METHODS: We reviewed outcomes from all patients with ABO blood typing admitted between 2012 and 2017 to a level I and a level II trauma center in the same city. Isolated orthopedic injuries were excluded. Demographic data included age, sex, race, blood type, blunt vs penetrating trauma, injury severity score, vital signs, and Glasgow Coma Score. Data were analyzed using Student's t-test for continuous variables and chi square analysis for proportions. Logistic regression was used to determine independent associations with 28-day mortality and complications.
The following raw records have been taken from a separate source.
PR #3337, opened 2019-04-22
#2777 handling dates below 1900

### LINKED ISSUE #2777: Python strftime can't handle dates before 1900
A user has tried to upload data with a legitimate start date of 1890.

However, when trying to upload it into HydroShare, they were met with the following error:

```
temporal_coverage_data_dict['start_date'] = start_date.strftime('%Y-%m-%d')
ValueError: year=1890 is before 1900; the datetime strftime() methods require year >= 1900
```

It looks like there are [numerous options](https://stackoverflow.com/questions/10263956/use-datetime-strftime-on-years-before-1900-require-year-1900) to fix this.

mraocuahsi:
Fixes #2777

### DIFF
--- a/hs_core/page_processors.py
+++ b/hs_core/page_processors.py
@@ -123,8 +123,8 @@ def get_page_context(page, user, resource_edit=False, extended_metadata_layout=N
         if temporal_coverage:
             start_date = parser.parse(temporal_coverage.value['start'])
             end_date = parser.parse(temporal_coverage.value['end'])
-            temporal_coverage_data_dict['start_date'] = start_date.strftime('%Y-%m-%d')
-            temporal_coverage_data_dict['end_date'] = end_date.strftime('%Y-%m-%d')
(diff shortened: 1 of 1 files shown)


zhiyuli (commented):
@mraocuahsi 
The fix looks good to me. One comment: I am wondering if this expression would be useful in other places. If so, it might be better to make it a function?
@cuahsimarko your option?

cuahsimarko:
> @mraocuahsi
> The fix looks good to me. One comment: I am wondering if this expression would be useful in other places. If so, it might be better to make it a function?
> @cuahsimarko your option?

 I think that would be a little advanced for our dev workflow now, focusing on the basics and doing even just that right...

zhiyuli (approved):
+1

cuahsimarko:
This was corrupted in GH and replaced by https://github.com/hydroshare/hydroshare/pull/3340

RESULTS: There were 5,249 participants. The mean age was 50.3 +/- 0.3 years, 62% were male, 85% Caucasian, and 11% Black. Mean Injury Severity Score was 11.9 +/- 0.1 and 92.8% suffered blunt injury. 45% had blood type O, 40% type A, 11% type B, and 3.8% type AB. Apart from higher percentage of blood type B patients being black (21%), there were no significant differences in demographics or complications between blood types by univariate analysis. Results of the multivariate analysis for mortality, controlling for variables chosen a priori, are in the Table below. Blood type was not associated with mortality or complications (data not shown).
CONCLUSIONS: Unlike previous reports from an Asian population, we found no association between blood type and mortality in our North American patients. Greater genetic heterogeneity in our population may explain these differences.